What the exercise asks
The answer is the full set of records below, transcribed exactly.

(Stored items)
============
PR #471, opened 2022-07-18
fix: `children` overwriting account address

### LINKED ISSUE #470: Prevent `children` from overwriting account address
## Description
There's several issues with passing `children` as an argument for all of these components :)

It's most apparent in this case below, where `children` could simply be text

https://github.com/solana-labs/wallet-adapter/blob/ee1816196bb49f761f43a81740ac2fb6f4a2d674/packages/ui/material-ui/src/WalletMultiButton.tsx#L56-L60

If `children` passed is the text that goes inside of the button, for example:

Screen Shot 2022-07-17 at 7 34 20 PM

then, this will overwrite the account address that is displayed. Another example to illustrate this is below:
Screen Shot 2022-07-17 at 7 34 47 PM

## Desired solution
We should be able to change both the button text displayed when a wallet is NOT connected _and_ when the wallet IS connected

This can easily be solved by avoiding the use of `children` as an argument and instead being VERY specific with the potential arguments that can be passed

Alternatively, you could also define the type for `children` in `Button.tsx` so that devs know what `children` must NOT be:
https://github.com/solana-labs/wallet-adapter/blob/f6787bbb8b86b401be41dfdca1386e4b24c66340/packages/ui/react-ui/src/Button.tsx#L3-L27

Notice that `children` is not defined in the `ButtonProps` type in the code snippet above

platocrat:
Fixes #470 

## Update
I offer two potential solutions in this PR:
1. Commit https://github.com/solana-labs/wallet-adapter/pull/471/commits/ecad40d5e55e44f0fdea6cba0420a8a2bac706aa: simple change that diplays `address` if detected, and if not, displays `children` (defined as `content` instead
2. Commits https://github.com/solana-labs/wallet-adapter/pull/471/commits/13c541748d44a102a2ee690440f04405e7a7a4ee through https://github.com/solana-labs/wallet-adapter/pull/471/commits/36ba33d9c4f74e8022b4a90f5ff7c0beea51e1e3: defines two 2 new _optional_ properties on `Button.tsx`: `buttonText` and `account`, which are both used in `WalletMultiButton.tsx`

## Note
Idk how to build this project locally to run a test that this fix is bug free

### DIFF
--- a/packages/ui/react-ui/src/Button.tsx
+++ b/packages/ui/react-ui/src/Button.tsx
@@ -1,7 +1,6 @@
 import React, { ReactNode, CSSProperties, FC, MouseEvent, PropsWithChildren, ReactElement } from 'react';
 
 export type ButtonProps = PropsWithChildren<{
-    children?: ReactNode;
     buttonText?: string;
     address?: string;
     className?: string;
--- a/packages/ui/react-ui/src/Button.tsx
+++ b/packages/ui/react-ui/src/Button.tsx
@@ -1,6 +1,9 @@
-import React, { CSSProperties, FC, MouseEvent, PropsWithChildren, ReactElement } from 'react';
+import React, { ReactNode, CSSProperties, FC, MouseEvent, PropsWithChildren, ReactElement } from 'react';
 
 export type ButtonProps = PropsWithChildren<{
+    children?: ReactNode;
+    buttonText?: string;
+    address?: string;
     className?: string;
     disabled?: boolean;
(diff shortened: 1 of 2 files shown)


platocrat:
after asking a question abt this on Solana's Stack Exchange, ig the intent of using `children` is so to keep `react-ui` minimal while letting the user be able to add their own customizations within the component

so, i can configure the button text and account address myself to be displayed when i want without overcomplicating the `react-ui` package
============
Solution to the problem
PR #471, opened 2022-07-18
fix: `children` overwriting account address

### LINKED ISSUE #470: Prevent `children` from overwriting account address
## Description
There's several issues with passing `children` as an argument for all of these components :)

It's most apparent in this case below, where `children` could simply be text

https://github.com/solana-labs/wallet-adapter/blob/ee1816196bb49f761f43a81740ac2fb6f4a2d674/packages/ui/material-ui/src/WalletMultiButton.tsx#L56-L60

If `children` passed is the text that goes inside of the button, for example:

Screen Shot 2022-07-17 at 7 34 20 PM

then, this will overwrite the account address that is displayed. Another example to illustrate this is below:
Screen Shot 2022-07-17 at 7 34 47 PM

## Desired solution
We should be able to change both the button text displayed when a wallet is NOT connected _and_ when the wallet IS connected

This can easily be solved by avoiding the use of `children` as an argument and instead being VERY specific with the potential arguments that can be passed

Alternatively, you could also define the type for `children` in `Button.tsx` so that devs know what `children` must NOT be:
https://github.com/solana-labs/wallet-adapter/blob/f6787bbb8b86b401be41dfdca1386e4b24c66340/packages/ui/react-ui/src/Button.tsx#L3-L27

Notice that `children` is not defined in the `ButtonProps` type in the code snippet above

platocrat:
Fixes #470 

## Update
I offer two potential solutions in this PR:
1. Commit https://github.com/solana-labs/wallet-adapter/pull/471/commits/ecad40d5e55e44f0fdea6cba0420a8a2bac706aa: simple change that diplays `address` if detected, and if not, displays `children` (defined as `content` instead
2. Commits https://github.com/solana-labs/wallet-adapter/pull/471/commits/13c541748d44a102a2ee690440f04405e7a7a4ee through https://github.com/solana-labs/wallet-adapter/pull/471/commits/36ba33d9c4f74e8022b4a90f5ff7c0beea51e1e3: defines two 2 new _optional_ properties on `Button.tsx`: `buttonText` and `account`, which are both used in `WalletMultiButton.tsx`

## Note
Idk how to build this project locally to run a test that this fix is bug free

### DIFF
--- a/packages/ui/react-ui/src/Button.tsx
+++ b/packages/ui/react-ui/src/Button.tsx
@@ -1,7 +1,6 @@
 import React, { ReactNode, CSSProperties, FC, MouseEvent, PropsWithChildren, ReactElement } from 'react';
 
 export type ButtonProps = PropsWithChildren<{
-    children?: ReactNode;
     buttonText?: string;
     address?: string;
     className?: string;
--- a/packages/ui/react-ui/src/Button.tsx
+++ b/packages/ui/react-ui/src/Button.tsx
@@ -1,6 +1,9 @@
-import React, { CSSProperties, FC, MouseEvent, PropsWithChildren, ReactElement } from 'react';
+import React, { ReactNode, CSSProperties, FC, MouseEvent, PropsWithChildren, ReactElement } from 'react';
 
 export type ButtonProps = PropsWithChildren<{
+    children?: ReactNode;
+    buttonText?: string;
+    address?: string;
     className?: string;
     disabled?: boolean;
(diff shortened: 1 of 2 files shown)


platocrat:
after asking a question abt this on Solana's Stack Exchange, ig the intent of using `children` is so to keep `react-ui` minimal while letting the user be able to add their own customizations within the component

so, i can configure the button text and account address myself to be displayed when i want without overcomplicating the `react-ui` package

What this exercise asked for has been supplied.